--- START ---

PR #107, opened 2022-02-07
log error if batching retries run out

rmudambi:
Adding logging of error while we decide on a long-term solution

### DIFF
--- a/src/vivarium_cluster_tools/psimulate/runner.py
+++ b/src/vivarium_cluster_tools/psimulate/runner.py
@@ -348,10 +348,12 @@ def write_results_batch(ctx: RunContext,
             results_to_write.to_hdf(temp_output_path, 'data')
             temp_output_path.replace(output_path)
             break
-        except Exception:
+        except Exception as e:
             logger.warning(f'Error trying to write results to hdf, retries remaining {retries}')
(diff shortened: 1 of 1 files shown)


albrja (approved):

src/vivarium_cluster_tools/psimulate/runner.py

--- END ---

* [HOW TO COMPLETE THIS TASK]
Retype the material in full, keeping each line exactly as it is.

* [ANSWER SECTION]
PR #107, opened 2022-02-07
log error if batching retries run out

rmudambi:
Adding logging of error while we decide on a long-term solution

### DIFF
--- a/src/vivarium_cluster_tools/psimulate/runner.py
+++ b/src/vivarium_cluster_tools/psimulate/runner.py
@@ -348,10 +348,12 @@ def write_results_batch(ctx: RunContext,
             results_to_write.to_hdf(temp_output_path, 'data')
             temp_output_path.replace(output_path)
             break
-        except Exception:
+        except Exception as e:
             logger.warning(f'Error trying to write results to hdf, retries remaining {retries}')
(diff shortened: 1 of 1 files shown)


albrja (approved):

src/vivarium_cluster_tools/psimulate/runner.py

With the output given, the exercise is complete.